Exercise: Repeat exactly the lines below that lie between the line with "monnerat: > Ok, I" and the line with "several tests fail.", counting both of those lines as part of the answer.

"""

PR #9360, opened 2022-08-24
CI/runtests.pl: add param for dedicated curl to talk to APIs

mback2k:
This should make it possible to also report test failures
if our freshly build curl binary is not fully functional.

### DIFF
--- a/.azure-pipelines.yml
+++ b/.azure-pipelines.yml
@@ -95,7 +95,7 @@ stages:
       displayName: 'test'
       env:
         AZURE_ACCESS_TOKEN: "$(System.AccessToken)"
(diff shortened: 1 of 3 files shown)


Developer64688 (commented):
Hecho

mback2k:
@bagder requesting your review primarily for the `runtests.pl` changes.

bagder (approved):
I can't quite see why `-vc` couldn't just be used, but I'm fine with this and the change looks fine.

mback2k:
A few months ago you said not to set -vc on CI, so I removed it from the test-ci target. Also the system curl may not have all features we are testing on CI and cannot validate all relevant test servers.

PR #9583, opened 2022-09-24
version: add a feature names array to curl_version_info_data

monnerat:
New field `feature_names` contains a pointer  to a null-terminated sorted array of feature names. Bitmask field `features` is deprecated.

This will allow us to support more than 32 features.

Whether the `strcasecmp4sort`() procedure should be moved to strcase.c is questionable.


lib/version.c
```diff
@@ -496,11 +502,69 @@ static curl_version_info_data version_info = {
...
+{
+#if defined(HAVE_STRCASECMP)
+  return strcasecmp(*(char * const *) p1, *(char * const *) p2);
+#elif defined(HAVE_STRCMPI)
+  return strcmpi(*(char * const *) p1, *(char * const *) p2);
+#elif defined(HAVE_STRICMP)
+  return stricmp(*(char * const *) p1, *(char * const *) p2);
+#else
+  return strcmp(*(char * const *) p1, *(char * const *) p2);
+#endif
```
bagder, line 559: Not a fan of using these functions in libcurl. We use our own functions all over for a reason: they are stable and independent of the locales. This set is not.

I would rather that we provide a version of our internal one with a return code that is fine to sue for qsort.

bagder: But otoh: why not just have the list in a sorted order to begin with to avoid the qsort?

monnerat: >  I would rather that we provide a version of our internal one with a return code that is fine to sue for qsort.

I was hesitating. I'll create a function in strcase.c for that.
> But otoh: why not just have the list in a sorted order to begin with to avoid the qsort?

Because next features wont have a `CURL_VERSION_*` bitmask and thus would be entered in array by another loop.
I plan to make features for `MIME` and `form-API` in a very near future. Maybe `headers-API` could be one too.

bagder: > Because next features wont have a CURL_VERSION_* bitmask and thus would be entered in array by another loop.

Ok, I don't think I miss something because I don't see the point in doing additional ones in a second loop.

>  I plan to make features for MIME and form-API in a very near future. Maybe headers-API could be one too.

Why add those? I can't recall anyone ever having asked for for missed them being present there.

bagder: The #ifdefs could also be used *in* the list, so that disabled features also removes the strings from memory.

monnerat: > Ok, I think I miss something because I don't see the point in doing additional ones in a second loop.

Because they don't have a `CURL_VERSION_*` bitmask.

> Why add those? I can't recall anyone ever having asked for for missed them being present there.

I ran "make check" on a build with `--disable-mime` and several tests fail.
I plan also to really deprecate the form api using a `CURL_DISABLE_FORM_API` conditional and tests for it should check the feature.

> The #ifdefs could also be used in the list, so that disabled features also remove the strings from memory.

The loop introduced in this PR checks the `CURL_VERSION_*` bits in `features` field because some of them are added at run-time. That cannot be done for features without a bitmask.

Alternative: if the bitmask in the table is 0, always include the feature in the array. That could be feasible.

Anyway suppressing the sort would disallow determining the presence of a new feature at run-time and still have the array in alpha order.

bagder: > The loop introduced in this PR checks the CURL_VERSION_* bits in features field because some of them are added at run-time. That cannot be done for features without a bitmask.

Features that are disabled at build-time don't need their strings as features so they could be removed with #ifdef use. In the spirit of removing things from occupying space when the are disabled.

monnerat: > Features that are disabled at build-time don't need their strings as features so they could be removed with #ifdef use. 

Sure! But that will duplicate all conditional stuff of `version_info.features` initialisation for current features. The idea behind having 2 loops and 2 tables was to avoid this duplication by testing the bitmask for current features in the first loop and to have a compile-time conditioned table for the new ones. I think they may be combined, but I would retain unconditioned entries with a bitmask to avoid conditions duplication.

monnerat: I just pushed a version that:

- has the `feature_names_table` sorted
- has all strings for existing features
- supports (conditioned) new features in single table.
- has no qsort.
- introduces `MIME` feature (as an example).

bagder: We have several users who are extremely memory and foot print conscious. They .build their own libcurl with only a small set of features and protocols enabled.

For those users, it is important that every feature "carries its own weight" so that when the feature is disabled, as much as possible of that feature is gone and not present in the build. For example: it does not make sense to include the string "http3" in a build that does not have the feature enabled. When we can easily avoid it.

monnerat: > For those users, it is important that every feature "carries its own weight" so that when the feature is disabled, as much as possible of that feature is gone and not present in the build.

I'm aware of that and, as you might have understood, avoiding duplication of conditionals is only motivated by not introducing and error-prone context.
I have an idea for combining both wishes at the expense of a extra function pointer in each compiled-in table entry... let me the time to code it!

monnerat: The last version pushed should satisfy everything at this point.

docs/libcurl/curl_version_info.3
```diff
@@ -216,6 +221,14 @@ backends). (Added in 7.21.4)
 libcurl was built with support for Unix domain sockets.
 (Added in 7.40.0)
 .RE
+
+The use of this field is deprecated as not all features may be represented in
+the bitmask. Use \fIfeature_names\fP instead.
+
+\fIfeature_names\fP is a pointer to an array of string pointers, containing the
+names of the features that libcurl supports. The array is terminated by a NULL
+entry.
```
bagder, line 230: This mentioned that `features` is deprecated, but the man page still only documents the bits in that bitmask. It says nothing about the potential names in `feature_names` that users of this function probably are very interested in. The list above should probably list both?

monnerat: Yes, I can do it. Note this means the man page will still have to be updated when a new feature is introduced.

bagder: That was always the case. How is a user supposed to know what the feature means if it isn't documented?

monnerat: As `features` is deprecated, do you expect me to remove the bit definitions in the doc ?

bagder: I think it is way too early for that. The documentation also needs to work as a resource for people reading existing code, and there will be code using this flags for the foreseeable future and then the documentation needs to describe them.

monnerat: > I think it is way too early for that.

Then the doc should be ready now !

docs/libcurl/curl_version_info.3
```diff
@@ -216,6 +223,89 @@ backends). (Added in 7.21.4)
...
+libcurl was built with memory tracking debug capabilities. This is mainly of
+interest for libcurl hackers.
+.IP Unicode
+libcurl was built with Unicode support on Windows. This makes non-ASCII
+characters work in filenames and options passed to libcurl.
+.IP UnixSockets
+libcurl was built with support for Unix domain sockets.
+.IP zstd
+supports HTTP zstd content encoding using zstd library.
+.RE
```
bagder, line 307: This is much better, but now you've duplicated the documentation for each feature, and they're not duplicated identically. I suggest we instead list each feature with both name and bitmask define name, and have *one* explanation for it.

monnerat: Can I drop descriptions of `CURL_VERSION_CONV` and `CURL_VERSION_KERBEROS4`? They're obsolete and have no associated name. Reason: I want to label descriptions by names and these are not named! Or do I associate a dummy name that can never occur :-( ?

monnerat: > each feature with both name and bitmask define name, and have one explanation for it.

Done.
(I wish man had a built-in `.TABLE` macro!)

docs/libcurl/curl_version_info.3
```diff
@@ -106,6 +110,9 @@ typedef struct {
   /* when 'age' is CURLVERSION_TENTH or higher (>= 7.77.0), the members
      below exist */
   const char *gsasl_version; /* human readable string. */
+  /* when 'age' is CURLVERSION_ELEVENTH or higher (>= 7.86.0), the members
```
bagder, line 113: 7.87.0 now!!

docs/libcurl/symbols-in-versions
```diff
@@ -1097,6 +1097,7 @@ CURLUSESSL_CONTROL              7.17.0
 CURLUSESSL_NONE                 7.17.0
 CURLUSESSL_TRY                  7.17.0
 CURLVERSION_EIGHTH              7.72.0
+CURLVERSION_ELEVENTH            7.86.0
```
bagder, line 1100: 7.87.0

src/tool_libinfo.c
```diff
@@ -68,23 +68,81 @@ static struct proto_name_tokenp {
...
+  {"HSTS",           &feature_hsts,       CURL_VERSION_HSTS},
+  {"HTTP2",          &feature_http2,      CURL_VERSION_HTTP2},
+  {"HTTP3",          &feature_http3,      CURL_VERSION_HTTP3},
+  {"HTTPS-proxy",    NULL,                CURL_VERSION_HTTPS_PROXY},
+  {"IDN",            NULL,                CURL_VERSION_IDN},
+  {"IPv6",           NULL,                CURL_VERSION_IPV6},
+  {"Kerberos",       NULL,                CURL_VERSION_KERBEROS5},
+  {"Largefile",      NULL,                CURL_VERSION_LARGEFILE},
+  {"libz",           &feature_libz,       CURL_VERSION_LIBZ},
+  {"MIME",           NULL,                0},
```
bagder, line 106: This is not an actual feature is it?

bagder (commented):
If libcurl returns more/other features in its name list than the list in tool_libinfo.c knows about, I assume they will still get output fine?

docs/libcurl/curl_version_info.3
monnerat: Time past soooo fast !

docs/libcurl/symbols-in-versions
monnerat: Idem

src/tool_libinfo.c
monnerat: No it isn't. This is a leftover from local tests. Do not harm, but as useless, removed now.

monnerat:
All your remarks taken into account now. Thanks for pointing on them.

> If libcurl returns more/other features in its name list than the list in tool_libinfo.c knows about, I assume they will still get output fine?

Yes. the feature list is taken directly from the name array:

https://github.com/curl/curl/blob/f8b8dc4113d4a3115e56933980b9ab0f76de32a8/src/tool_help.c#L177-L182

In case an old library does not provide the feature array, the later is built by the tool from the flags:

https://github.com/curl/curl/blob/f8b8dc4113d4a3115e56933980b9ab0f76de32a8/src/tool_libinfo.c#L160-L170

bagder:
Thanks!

"""
"""

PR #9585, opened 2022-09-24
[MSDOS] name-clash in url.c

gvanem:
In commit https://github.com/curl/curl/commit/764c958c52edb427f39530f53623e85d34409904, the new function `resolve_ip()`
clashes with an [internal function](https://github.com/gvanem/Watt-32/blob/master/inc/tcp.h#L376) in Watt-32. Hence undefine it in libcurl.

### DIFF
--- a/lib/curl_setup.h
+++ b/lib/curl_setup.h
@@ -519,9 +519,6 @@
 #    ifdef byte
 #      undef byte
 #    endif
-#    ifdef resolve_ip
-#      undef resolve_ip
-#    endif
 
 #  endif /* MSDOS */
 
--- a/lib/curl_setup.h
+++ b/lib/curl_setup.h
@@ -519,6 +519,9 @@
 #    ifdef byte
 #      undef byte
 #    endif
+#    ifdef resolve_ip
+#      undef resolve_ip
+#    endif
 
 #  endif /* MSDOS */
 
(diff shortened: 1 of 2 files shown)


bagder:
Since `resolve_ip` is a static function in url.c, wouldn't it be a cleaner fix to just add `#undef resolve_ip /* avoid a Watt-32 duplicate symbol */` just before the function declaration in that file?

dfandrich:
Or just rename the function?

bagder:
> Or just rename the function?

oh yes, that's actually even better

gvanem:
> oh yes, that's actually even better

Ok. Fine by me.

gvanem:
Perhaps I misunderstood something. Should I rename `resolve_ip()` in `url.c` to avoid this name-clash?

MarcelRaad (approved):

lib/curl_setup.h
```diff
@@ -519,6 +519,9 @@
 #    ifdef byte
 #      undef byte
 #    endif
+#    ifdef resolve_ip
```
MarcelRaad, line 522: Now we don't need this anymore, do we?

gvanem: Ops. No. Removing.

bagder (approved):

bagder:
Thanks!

"""
"""

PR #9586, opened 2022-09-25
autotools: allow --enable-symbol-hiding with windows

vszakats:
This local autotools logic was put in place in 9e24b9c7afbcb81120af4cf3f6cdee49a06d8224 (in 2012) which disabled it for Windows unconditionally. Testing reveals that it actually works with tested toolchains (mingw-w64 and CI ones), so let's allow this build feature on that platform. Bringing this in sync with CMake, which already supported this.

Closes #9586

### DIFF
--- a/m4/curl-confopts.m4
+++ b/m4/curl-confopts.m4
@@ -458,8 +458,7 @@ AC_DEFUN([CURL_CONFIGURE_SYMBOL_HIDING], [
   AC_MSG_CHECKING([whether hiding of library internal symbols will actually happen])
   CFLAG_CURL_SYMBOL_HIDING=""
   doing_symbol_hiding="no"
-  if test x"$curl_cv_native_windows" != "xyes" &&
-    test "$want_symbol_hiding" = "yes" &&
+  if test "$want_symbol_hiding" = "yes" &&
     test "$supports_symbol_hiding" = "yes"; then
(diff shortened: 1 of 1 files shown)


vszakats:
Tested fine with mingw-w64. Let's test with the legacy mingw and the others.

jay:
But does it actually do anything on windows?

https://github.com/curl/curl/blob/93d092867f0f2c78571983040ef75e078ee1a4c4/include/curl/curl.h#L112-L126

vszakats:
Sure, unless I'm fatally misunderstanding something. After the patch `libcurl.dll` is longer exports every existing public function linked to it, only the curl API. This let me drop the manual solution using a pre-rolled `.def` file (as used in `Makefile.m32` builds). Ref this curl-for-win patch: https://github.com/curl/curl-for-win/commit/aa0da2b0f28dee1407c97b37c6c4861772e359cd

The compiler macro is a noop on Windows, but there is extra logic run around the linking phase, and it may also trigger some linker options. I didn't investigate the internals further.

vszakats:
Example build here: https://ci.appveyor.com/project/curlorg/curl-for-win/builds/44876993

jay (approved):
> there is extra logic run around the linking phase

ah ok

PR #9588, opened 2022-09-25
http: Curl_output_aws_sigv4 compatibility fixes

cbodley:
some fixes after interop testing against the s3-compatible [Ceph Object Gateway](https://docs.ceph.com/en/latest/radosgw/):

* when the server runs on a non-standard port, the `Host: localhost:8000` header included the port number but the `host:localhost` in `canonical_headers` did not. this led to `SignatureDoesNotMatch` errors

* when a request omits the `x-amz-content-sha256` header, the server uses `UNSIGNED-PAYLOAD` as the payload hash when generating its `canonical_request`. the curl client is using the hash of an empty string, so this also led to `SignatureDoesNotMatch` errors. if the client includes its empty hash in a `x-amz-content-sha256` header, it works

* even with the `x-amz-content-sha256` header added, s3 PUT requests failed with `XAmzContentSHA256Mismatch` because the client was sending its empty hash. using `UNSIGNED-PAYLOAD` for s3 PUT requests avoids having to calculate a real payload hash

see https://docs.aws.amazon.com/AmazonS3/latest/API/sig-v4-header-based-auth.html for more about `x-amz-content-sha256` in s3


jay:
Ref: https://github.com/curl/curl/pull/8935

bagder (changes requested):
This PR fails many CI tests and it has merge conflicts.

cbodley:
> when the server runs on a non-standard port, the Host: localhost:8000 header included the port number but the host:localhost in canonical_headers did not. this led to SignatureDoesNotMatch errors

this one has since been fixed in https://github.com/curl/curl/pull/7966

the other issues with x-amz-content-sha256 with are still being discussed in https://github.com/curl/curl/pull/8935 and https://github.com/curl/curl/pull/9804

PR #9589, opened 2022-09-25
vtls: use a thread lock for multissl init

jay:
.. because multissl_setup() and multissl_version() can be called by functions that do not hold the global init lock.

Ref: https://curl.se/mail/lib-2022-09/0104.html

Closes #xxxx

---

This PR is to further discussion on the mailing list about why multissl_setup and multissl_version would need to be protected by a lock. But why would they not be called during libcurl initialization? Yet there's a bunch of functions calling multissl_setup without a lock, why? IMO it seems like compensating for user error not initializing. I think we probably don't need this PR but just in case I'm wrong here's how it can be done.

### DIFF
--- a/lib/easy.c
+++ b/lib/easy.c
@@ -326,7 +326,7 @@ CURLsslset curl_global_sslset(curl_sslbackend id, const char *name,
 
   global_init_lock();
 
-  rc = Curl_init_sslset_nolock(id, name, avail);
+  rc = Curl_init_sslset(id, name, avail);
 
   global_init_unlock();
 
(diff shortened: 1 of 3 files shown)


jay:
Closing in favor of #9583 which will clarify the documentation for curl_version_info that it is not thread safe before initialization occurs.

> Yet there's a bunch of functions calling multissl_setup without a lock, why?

"""

Solution below:
monnerat: > Ok, I think I miss something because I don't see the point in doing additional ones in a second loop.

Because they don't have a `CURL_VERSION_*` bitmask.

> Why add those? I can't recall anyone ever having asked for for missed them being present there.

I ran "make check" on a build with `--disable-mime` and several tests fail.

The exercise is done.